Reference-to-video (R2V) generation is a controllable video synthesis paradigm that constrains the generation process using both text prompts and reference images, enabling applications such as personalized advertising and virtual try-on. In practice, existing R2V methods typically introduce additional high-level semantic or cross-modal features alongside the VAE latent representation of the reference image and jointly feed them into the diffusion Transformer (DiT). These auxiliary representations provide semantic guidance and act as implicit alignment signals, which can partially alleviate pixel-level information leakage in the VAE latent space. However, they may still struggle to address copy--paste artifacts and multi-subject confusion caused by modality mismatch across heterogeneous encoder features. In this paper, we propose RefAlign, a representation alignment framework that explicitly aligns DiT reference-branch features to the semantic space of a visual foundation model (VFM). The core of RefAlign is a reference alignment loss that pulls the reference features and VFM features of the same subject closer to improve identity consistency, while pushing apart the corresponding features of different subjects to enhance semantic discriminability. This simple yet effective strategy is applied only during training, incurring no inference-time overhead, and achieves a better balance between text controllability and reference fidelity. Extensive experiments on the OpenS2V-Eval benchmark demonstrate that RefAlign outperforms current state-of-the-art methods in TotalScore, validating the effectiveness of explicit reference alignment for R2V tasks.

Motivation

Motivation of the proposed RefAlign method. (a) The R2V task suffers from copy–paste artifacts (top) and multi-subject confusion (bottom), both generated by Kling. (b) t-SNE visualization of reference feature distributions. DiT features (conditioned on VAE-encoded inputs) are highly entangled and overlap substantially across references, whereas DINOv3 features are more separable. RefAlign aligns DiT features to the DINOv3 feature space via an alignment loss, improving reference separability by pulling same-reference features closer and pushing differentreference features farther apart. (c) Visual comparison with and without RefAlign.

Method

(a) Overview of RefAlign. During training, we apply the proposed reference alignment loss LRA to intermediate features in selected DiT blocks and align them to target features extracted by a frozen vision foundation model (VFM). During inference, we discard the alignment process and the VFM. (b) Illustration of the reference alignment (RA) loss. RA loss aligns DiT reference features to their corresponding VFM teacher features by pulling matched (same-subject) pairs together and pushing mismatched (cross-subject) pairs apart, improving reference-consistent generation.

Relationship to REPA

Training comparison between REPA and RefAlign. (a) REPA: Trained from scratch, aligning noisy generation targets with clean VFM features to accelerate DiT convergence. (b) RefAlign: Fine-tuned from Wan2.1 initialization, aligning clean reference-branch image features with clean VFM features to optimize reference representations and improve reference controllability

Qualitative Results

Qualitative results.

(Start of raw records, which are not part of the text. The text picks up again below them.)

Issue #1296, opened 2020-06-16
Discuss handler installation API


eddyashton:
NB: All terminology in this issue is in-flux. I'm just trying to describe a distinction, not mandate that we consolidate on "transaction" vs "command".

We've established that there are several different types of RPC that CCF provides:
- Read-write transactions. These use a `kv::Tx`, and (sometimes) call `TxView::put`.
- Read-only transactions. These use a `kv::Tx`, but never call `TxView::put` (only `TxView::get`).
- Non-KV commands. These don't have any impact on the KV. They read node-local state like the current commit point, metrics, etc.
- Historical queries.

I think we should distinguish these types of RPC when they are installed, so we can call them with different signatures and potentially take different execution paths when handling them. This issue is for sketching and discussing possible C++ API designs.

Currently:
```
install("foo", [this](ccf::RequestArgs& args){}, ReadWrite::Write)
  .set_http_get_only();
```

We have some adapters for the lambda, so most 'real' handlers look like:
```
install(
  "foo",
  json_adapter([this](kv::Tx& tx, json&& params){}),
  ReadWrite::Write)
    .set_http_get_only();
```

This proposes that we have different `install` functions taking different lambda types:
```
install_transaction(
  "foo"
  [this](kv::Tx& tx, json&& params){} ...);

install_read_only_transaction(
  "foo"
  [this](kv::ReadOnlyTx& tx, json&& params){} ...); // ReadOnlyTx is a proposed new type, with no put or remove

install_command(
  "foo"
  [this](json&& params){} ...); // Takes no Tx! Hopefully we didn't even construct one
```

2 related points:
1) I think we should make  (_method_, _verb_, _lambda_) the most-critical, set-at-construction fields, and do a _build-then-install_ pattern instead of _install-then-modify_:
```
make_handler("foo", HTTP_GET, [this](ccf::RequestArgs& args) {}).
  .install();
```
This lets us do validation of the _final_ handler, and gives us flexibility in dispatch (removes the ability to modify how we select the handler, after its been installed)

2) We'd like to support some kind of wildcarding in path dispatch, related to the OpenAPI doc. Very strawman, but the idea is to give something like:
```
install(
  "foo/{userId}/bar",
  [this](..., const ParsedArgs& ?from_path?) { ... }
  ... );
```

eddyashton:
[...]

PR #1310, opened 2020-06-17
Update endpoint installation API

eddyashton:
This is a monster PR, implementing the suggestions in #1296 and some related cleanup.

Opening as a draft for further discussion, happy to break this into incremental PRs for easier consumption, though each will still touch many files.

I've collapsed the latter stages into individual commits so they can be viewed independently. I thought these were neat single features, but on closer inspection they still combine some renames/code shuffling with the intended changes. In short:

- `install("foo", FUNCTION, ReadWrite);` became `make_handler("foo", VERB, FUNCTION).install();`. The VERB must always be supplied, `ReadWrite` is inferred (but _can_ be changed with `set_read_write`), and the handler must be configured _before_ installation.
- In [this commit](https://github.com/microsoft/CCF/commit/88b89067769396e7a43849e6ced3be84242055c1), I removed `consts.h`. We were hardly using any of these definitions, and I think its much easier to read/search for `make_handler("foo"...` than `make_handler(SomeConstexprSomewhere...`. Also naming is hard, and this stops us having to find names for the namespaces for the names of URIs. This also moves installation straight after the handler definition, I don't know why we separated them?
- In [this commit](https://github.com/microsoft/CCF/commit/d1b181a8bf956063e7dc97d2a04697c2d74722ac), I removed `MayWrite`. It was unused, now we don't pretend to support it.
- In [this commit](https://github.com/microsoft/CCF/commit/ac9f1f139fa76136fea46029aba709cda9e03e73), I renamed `RequestArgs` to `HandlerArgs` and created a distinction between "commands" which don't work with the KV, and normal transactions. We have `make_command_handler` to install them, and their lambdas have a different signature. Note that currently we basically just wrap a lambda and don't pass the `kv::Tx`. This sets up the app-facing API, and in future we may be able to take a different execution path for these commands behind the scenes.
- In [this commit](https://github.com/microsoft/CCF/commit/23712efc3fe65f1b5ecd936ff11d0d28cf713508) I added read-only TxViews, Txs, and handlers. Annoyingly its hard to make a lot of our code generic to take either a `Tx` or a `ReadOnlyTx`, and we don't know what handler we're dispatching to until a long time after we constructed the `Tx` (which may have written a signature!), so everything's writeable behind the scenes. But again, I think this is the wall we need on the app-facing API, and we can work out what optimisations this lets us do in the framework later.

TODOs:
- [X] `handler` is a horrible word. I decided `RequestArgs` was wrong, but `HandlerArgs` is uselessly generic. Maybe this is `make_endpoint`, with a lambda taking `EndpointContext&`? **I've gone for `Endpoint`, with a broad rename touching a great many things. I've kept the old typedefs, but deprecated them, so apps _should_ still compile - still need to test/demo this**
- [X] Perhaps `make_handler` should return a smart pointer? Currently we can easily copy the object, so switching between copies and refs is fine, but we may add something uncopyable in future so better to change now? Also exposing an abstract type will give us more freedom to fiddle with the implementation, separately from the public API. **Haven't found a good way to handle ownership of the returned abstract type if we can't just copy it. Going to leave this one undone**
- [X] We should change `set_read_write` to `set_always_forward`. That's what it means, and we now have a better definition of `read-only`. **Done [here](https://github.com/microsoft/CCF/pull/1310/commits/01e9630c1dadb6dac31239cfde677f840423c401).**
- [X] Documentation. **Primarily `logging_cpp.rst` updates, to describe the new process and try to clarify some of the terminology.**
- [X] We currently call `get_view` all the time, for read-only and writeable views. Perhaps this should be explicitly `get_read_only_view`, available on both read-only and writeable Txs? Need to stare at this a bit, think its neater. **I've now done this, and I think its a much better approach. Handler code needs to change slightly more to become read-only, but it was already opt-in. And now we can build a much cleaner idea of a transaction which has _never asked to create something writeable_, so we know its read-only easily _after_ execution, even if we can't beforehand*


achamayou:
Oatpp uses "endpoint": https://oatpp.io/examples/crud/, I agree it's a better name.

src/ds/ccf_deprecated.h
```diff
@@ -0,0 +1,5 @@
+// Copyright (c) Microsoft Corporation. All rights reserved.
+// Licensed under the Apache 2.0 License.
+#pragma once
+
+#define CCF_DEPRECATED(reason) [[deprecated(reason)]]
```
achamayou, line 5: Why do we wrap this? That's standard as of 14, the wrapper isn't shorter.

achamayou:
This looks great!

src/ds/ccf_deprecated.h
eddyashton: The main reason is that `clang-format` seemed very confused by this attribute. Either the formatter splits it across multiple lines, or we add extra lines with `//clang-format off/on` - the macro keeps this as a single line.

As minor side advantages we can easily grep for exactly these lines, we have a single place to disable them if we ever need to, we can add versioned macros (`CCF_DEPRECATED_1_0_1`) to find the things removed in specific versions.

src/node/rpc/handler_registry.h
```diff
@@ -143,6 +159,25 @@ namespace ccf
         return set_auto_schema<typename T::In, typename T::Out>();
       }
 
+      ForwardingRequired forwarding_required = ForwardingRequired::Always;
+
+      /** Override whether a handler is always forwarded, or whether it is safe
+       * to sometimes execute on followers
```
jumaffre, line 165: Minor: document arg and return time too.

src/ds/ccf_deprecated.h
achamayou: That seems like the kind of thing upgrading to a newer clang-format and/or tweaking the config might solve?

I do like the versioned deprecated, especially if we had an automated check for it (ie. cutting X.Y fails until all deprecated X.Y are removed).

We compare RefAlign with three representative methods, namely Kling1.6 , Phantom , and VINO.

Quantitative Results

Quantitative comparison of RefAlign and other methods on zero-shot OpenS2V-Eval results.

Ablation Study

Qualitative Ablation Study. RA loss (A) improves reference fidelity and instruction following. Removing the negative loss (B) leads to multi-reference confusion; removing RA loss (C) causes copy–paste artifacts; using DINOv3 features as input (D) reduces subject fidelity.

More Visualization Results

Prompt: a man playing with his dog in front of the house

Prompt: a man playing with his dog on the beach.

Prompt: A man is playing with a beach ball by the sea.

Prompt: A man is standing on the street, wearing pink basketball shorts with a white Jumpman logo and the text 'OWN THE GAME' printed on the side. The shorts feature a faded image of a basketball player in action, blending sporty style with urban surroundings.

Prompt: a man feeding a bird in the park.

Prompt: a man sitting in the office, a cat sitting on his legs

Prompt: a man standing up from the chair, a cat sitting on the desk and watching him

Prompt: a man walking around the schoolyard, a dog sitting on the ground and watching him.

Prompt: a man walking in the park, a bird flying around him.

Prompt: a man standing in the park watching the flying bird.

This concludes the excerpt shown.